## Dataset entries
Content starts

PR #68, opened 2016-09-11
Allow viewing and restoring ignored/archived/snoozed tasks

### LINKED ISSUE #28: Allow viewing snoozed, ignored, and archived tasks
When I snooze/archive/ignore a task, it's hidden immediately. I should be able to view tasks I've snoozed so I can restore them.

cheshire137:
Fixes #28.

### DIFF
--- a/src/components/HiddenTaskList/HiddenTaskList.jsx
+++ b/src/components/HiddenTaskList/HiddenTaskList.jsx
@@ -84,4 +84,6 @@ HiddenTaskList.propTypes = {
 
 const mapStateToProps = state => ({ tasks: state.tasks })
 
-module.exports = connect(mapStateToProps)(hookUpStickyNav(HiddenTaskList, 'hidden-task-list-navigation'))
+const stickyNavd = hookUpStickyNav(HiddenTaskList,
+                                   'hidden-task-list-navigation')
+module.exports = connect(mapStateToProps)(stickyNavd)
--- a/src/components/HiddenTaskList/HiddenTaskList.jsx
+++ b/src/components/HiddenTaskList/HiddenTaskList.jsx
@@ -1,4 +1,7 @@
 const React = require('react')
+const { connect } = require('react-redux')
+
+const HiddenTaskListItem = require('../HiddenTaskListItem')
 const hookUpStickyNav = require('../hookUpStickyNav')
 
 class HiddenTaskList extends React.Component {
@@ -20,6 +23,11 @@ class HiddenTaskList extends React.Component {
           </div>
         </nav>
         <div className="hidden-task-list-container">
+          <ol className="task-list">
+            {this.props.tasks.map(task =>
+              <HiddenTaskListItem {...task} key={task.storageKey} />
+            )}
+          </ol>
         </div>
       </div>
     )
@@ -27,7 +35,11 @@ class HiddenTaskList extends React.Component {
 }
 
 HiddenTaskList.propTypes = {
+  tasks: React.PropTypes.array.isRequired,
+  dispatch: React.PropTypes.func.isRequired,
   cancel: React.PropTypes.func.isRequired,
 }
 
-module.exports = hookUpStickyNav(HiddenTaskList, 'hidden-task-list-navigation')
+const mapStateToProps = state => ({ tasks: state.tasks })
+
+module.exports = connect(mapStateToProps)(hookUpStickyNav(HiddenTaskList, 'hidden-task-list-navigation'))
--- a/src/components/HiddenTaskList/HiddenTaskList.jsx
+++ b/src/components/HiddenTaskList/HiddenTaskList.jsx
@@ -3,6 +3,7 @@ const { connect } = require('react-redux')
 
 const HiddenTaskListItem = require('../HiddenTaskListItem')
 const hookUpStickyNav = require('../hookUpStickyNav')
+const TaskVisibility = require('../../models/TaskVisibility')
 
 class HiddenTaskList extends React.Component {
   onRestoreClick(event) {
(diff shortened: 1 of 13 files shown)


src/components/HiddenTaskList/HiddenTaskList.jsx
```diff
@@ -0,0 +1,89 @@
...
+    return (
+      <p className="content">
+        There are no issues or pull requests that have been snoozed, archived,
+        or ignored for this filter.
+      </p>
+    )
+  }
+
+  render() {
+    const { activeFilter } = this.props
```
summasmiff, line 50: Does this just set a const with the name of the current activeFilter that you could ordinarily call as `this.props.activeFilter`?

src/components/HiddenTaskList/HiddenTaskList.jsx
```diff
@@ -0,0 +1,89 @@
...
+    const hiddenTasks = this.props.tasks.filter(task => TaskVisibility.isHiddenTask(task))
+    return (
+      <div>
+        <nav id="hidden-task-list-navigation" className="top-nav nav">
+          <div className="nav-left">
+            <h1 className="title">
+              <a href="#" onClick={event => this.cancel(event)}>Tasks</a>
+              <span> / </span>
+              Hidden
+              <span className="subtitle"> in &ldquo;{activeFilter}&rdquo;</span>
```
summasmiff, line 60: This is cool, but without a way of switching what your activeFilter is (other than going back, changing the filter, and returning), I feel like this could be annoying. Since the hidden tasks are ...hidden, I might forget what filter would reveal them, and have to go on a wild goose chase to find them so I could un-hide them. We may want to add an 'All' to the default filters list.

Any thoughts on making the hidden task list show all hidden tasks, rather than filtered?

src/components/HiddenTaskListItem/HiddenTaskListItem.jsx
```diff
@@ -0,0 +1,126 @@
...
+      }
+    }
+    return iconClasses.join(' ')
+  }
+
+  render() {
+    const { updatedAt, repository, title, repositoryOwner, user, storageKey,
+            url, state, repositoryOwnerAvatar, userAvatar } = this.props
+
+    return (
```
summasmiff, line 43: I wonder if this could be made more modular. I feel like we're using nearly the same render as the regular task-list-item component.

src/reducers/reducer.js
```diff
@@ -16,6 +16,7 @@ function getSavedTaskKeys(key) {
 function writeChanges(tasks, typeKey) {
   const existingTaskKeys = getSavedTaskKeys(typeKey)
   const newTaskKeys = tasks.map(task => task.storageKey)
+  console.info(typeKey, newTaskKeys)
```
summasmiff, line 19: 💀 ?

src/reducers/reducer.js
```diff
@@ -59,21 +73,29 @@ function updateTasks(tasks, action) {
...
-  return tasks.map(task => {
+  const selectedTasks = []
+  const updatedTasks = tasks.map(task => {
     if (task.storageKey === action.task.storageKey) {
+      selectedTasks.push(task)
       return Object.assign({}, task, { isSelected: true })
     }
     return task
   })
+  console.info('select', selectedTasks.map(task => task.storageKey))
```
summasmiff, line 84: 💀 ?

src/reducers/reducer.js
```diff
@@ -59,21 +73,29 @@ function updateTasks(tasks, action) {
...
-  return tasks.map(task => {
+  const deselectedTasks = []
+  const updatedTasks = tasks.map(task => {
     if (task.storageKey === action.task.storageKey) {
+      deselectedTasks.push(task)
       return Object.assign({}, task, { isSelected: false })
     }
     return task
   })
+  console.info('deselect', deselectedTasks.map(task => task.storageKey))
```
summasmiff, line 97: 💀 ?

src/reducers/reducer.js
```diff
@@ -116,14 +151,40 @@ function archiveTasks(tasks) {
...
+      restoredTasks.push(task)
+      return Object.assign({}, task, {
+        archivedAt: null,
+        ignore: false,
+        snoozedAt: null,
+      })
+    }
+    return task
+  })
+  console.info('restore', restoredTasks.map(task => task.storageKey))
```
summasmiff, line 181: 💀 ?

summasmiff (approved):
Looks good! Other than wanting to know your thoughts about why using filters for this, I think it's fine.

src/components/HiddenTaskList/HiddenTaskList.jsx
cheshire137: Yes! This line is equivalent to:

``` javascript
const activeFilter = this.props.activeFilter
```

This is part of Glorious Modern JavaScript ™️ so you can use it to suck out properties from objects wherever you like. This is also what's happening in GitHub.js on this line:

``` javascript
return this.get(urlPath).then(({ items }) => items.map(d => getTask(d)))
```

src/components/HiddenTaskList/HiddenTaskList.jsx
cheshire137: > Any thoughts on making the hidden task list show all hidden tasks, rather than filtered?

I agree that would be preferable. I didn't do that for a technical limitation right now: we don't know the details of these hidden tasks until we go fetching them from the GitHub API. So we have to switch to a filter to make the API call to get all the issues and PRs, and then we split those between the ones that are visible and the ones that are hidden. The only data we have about hidden tasks is their type (pull or issue) and their ID. Try running `cat /Users/your_user_name/Library/Application\ Support/Electron/config.json` locally to see what's getting stored in our JSON storage file.

src/reducers/reducer.js
cheshire137: I intentionally added some `console.info` calls thinking they could stick around. If you see a stray `console.log`, that was meant as temporary debugging and should be removed!

This is a pattern I've followed in other projects of mine, notably Chrome extensions. If you open the browser inspector, it's nice to see a log of the actions the app has been taking. Helps to reconstruct what may have gone wrong if there's a bug.

PR #69, opened 2016-09-14
Set newly created filters as LastFilter, update results accordingly

### LINKED ISSUE #61: After creating a filter, apply it immediately
When I create a filter and return to the task list, I should see my new filter as the selected one. Especially for the user's first filter, it should be selected in the filter menu and queried immediately to show matching tasks.

/cc @summasmiff

summasmiff:
Fixes #61 

When a new filter is created, sets it as the active filter and updates the Task List.

### DIFF
--- a/test/components/NewFilterTest.js
+++ b/test/components/NewFilterTest.js
@@ -1,15 +1,40 @@
 const assert = require('assert')
 const React = require('react')
 const ReactDOM = require('react-dom')
+const ReactRedux = require('react-redux')
+const Redux = require('redux')
+const fetchMock = require('fetch-mock')
 const TestUtils = require('react-addons-test-utils')
-const NewFilter = require('../../src/components/NewFilter/NewFilter.jsx')
+const NewFilter = require('../../src/components/NewFilter')
+const ElectronConfig = require('electron-config')
+const storage = new ElectronConfig({ name: 'config-test' })
+const reducer = require('../../src/reducers/reducer')
+
+function renderPage(store) {
+  // NewFilter calls loadFilter and save functions from the main App onSubmit.
+  return TestUtils.renderIntoDocument(
+    <ReactRedux.Provider store={store}>
+      <NewFilter
+        loadFilter={key => key}
+        save={() => 'saved'}
+      />
+    </ReactRedux.Provider>
+  )
+}
 
 describe('NewFilter', () => {
   let renderedDOM
+  let store
 
   before(() => {
-    const component = TestUtils.renderIntoDocument(<NewFilter />)
+    store = Redux.createStore(reducer)
+    fetchMock.mock('*', {})
+    const component = renderPage(store)
     renderedDOM = () => ReactDOM.findDOMNode(component)
+  })
+
+  after(() => {
+    fetchMock.restore()
   })
 
   it('shows the form', () => {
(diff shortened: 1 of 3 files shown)


test/components/NewFilterTest.js
```diff
@@ -0,0 +1,35 @@
+const assert = require('assert')
+const React = require('react')
+const ReactDOM = require('react-dom')
+const TestUtils = require('react-addons-test-utils')
+const NewFilter = require('../../src/components/NewFilter/NewFilter.jsx')
```
cheshire137: You should be able to just `require('../../src/components/NewFilter')` if that directory has a package.json file in it like the other package.jsons (excluding the root one).

test/components/NewFilterTest.js
```diff
@@ -0,0 +1,35 @@
...
+      const saveButton = renderedDOM().querySelectorAll('#new-filter-save')
+      assert.equal(1, saveButton.length)
+    })
+
+    it('has required form fields', () => {
+      const valueInput = renderedDOM().querySelectorAll("input[name='filterValue']")
+      assert.equal(1, valueInput.length)
+    })
+
+    xit('sets a created filter as LastFilter', () => {
```
cheshire137: To be more concise, you can also just do `it('sets a created filter as LastFilter')` and it will count as a pending test.

test/components/NewFilterTest.js
```diff
@@ -0,0 +1,35 @@
...
+
```
summasmiff, line 60: I would like to do something like  

```
filterKey.inputText('butts')
filterValue.inputText('sortby:butts')
saveButton.click()
```

or likewise here to test the creation of a filter and then look at the storage key in this test, but I don't know how to

test/components/NewFilterTest.js
```diff
@@ -0,0 +1,35 @@
...
+  })
+
+  it('shows the form', () => {
+    const newFilterForm = renderedDOM().querySelectorAll('.new-filter-form')
+    assert.equal(1, newFilterForm.length)
+  })
+
+  describe('Create', () => {
+    it('has a save button', () => {
+      const saveButton = renderedDOM().querySelectorAll('#new-filter-save')
```
cheshire137: Should be able to do `querySelector` and then `assert(saveButton)`. `querySelectorAll` returns an array while `querySelector` returns the single node that matches.

cheshire137 (approved):
Thanks for adding tests for NewFilter!

test/components/NewFilterTest.js
cheshire137: You might find https://facebook.github.io/react/docs/test-utils.html helpful for the button click. See https://github.com/cheshire137/gh-notifications-snoozer/blob/d9808a818531218355634cb60fc0ccb95366024c/test/components/TaskListTest.js#L89 for a place we used that.

summasmiff:
@cheshire137 I have addressed the comments and added a test for the NewFilter submit button!

test/components/NewFilterTest.js
```diff
@@ -0,0 +1,67 @@
...
+    renderedDOM = () => ReactDOM.findDOMNode(component)
+  })
+
+  after(() => {
+    fetchMock.restore()
+  })
+
+  it('shows the form', () => {
+    const newFilterForm = renderedDOM().querySelectorAll('.new-filter-form')
+    assert.equal(1, newFilterForm.length)
```
cheshire137: You can use `querySelector` and then just `assert(newFilterForm)` here if you like.

test/components/NewFilterTest.js
```diff
@@ -0,0 +1,67 @@
...
+  })
+
+  describe('Create', () => {
+    it('has a save button', () => {
+      const saveButton = renderedDOM().querySelector('#new-filter-save')
```
cheshire137: Rather than having an ID on the button and asserting it exists by that, since an ID can be put on anything, maybe `querySelector('button[type="submit"]')`.

test/components/NewFilterTest.js
```diff
@@ -0,0 +1,67 @@
...
+
+    it('has required form fields', () => {
+      const valueInput = renderedDOM().querySelector("input[name='filterValue']")
+      assert(valueInput)
+    })
+
+    it('sets a created filter as LastFilter', () => {
+      const filterForm = renderedDOM().querySelector('form.new-filter-form')
+      const valueInput = renderedDOM().querySelector("input[name='filterValue']")
+      const filter = 'author:LuluPopplewell'
```
cheshire137, line 59: You're a font of awesome and available GitHub names!

screen shot 2016-09-21 at 6 12 29 pm

test/components/NewFilterTest.js
```diff
@@ -0,0 +1,67 @@
...
+
+      valueInput.value = filter
+      TestUtils.Simulate.change(valueInput)
+      TestUtils.Simulate.submit(filterForm)
+      assert.equal(storage.get(filter), 'author:LuluPopplewell')
```
cheshire137: Maybe flip the ordering here, so the first parameter is the expected value and the second is the actual value. You could also add a code comment above this line about how if a filter is unnamed, it gets its value as its name.

You could also reuse the `filter` variable here instead of typing author:LuluPopplewell again.

Also, I think you want another assertion here that this new filter is the last filter: `assert.equal(filter, storage.get('last-filter'))`.

cheshire137 (approved):

test/components/NewFilterTest.js
summasmiff: Sounds good! I'm going to leave 'LuluPoppelwell' though, since A. I like that name and 2) I think it's more clear to see what's being tested than `assert.equal(filter, storage.get(filter))`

Content ends

## Task to carry out
Count of lines that include "fetchMock" in the records above: write that value only.

## Response to this task
4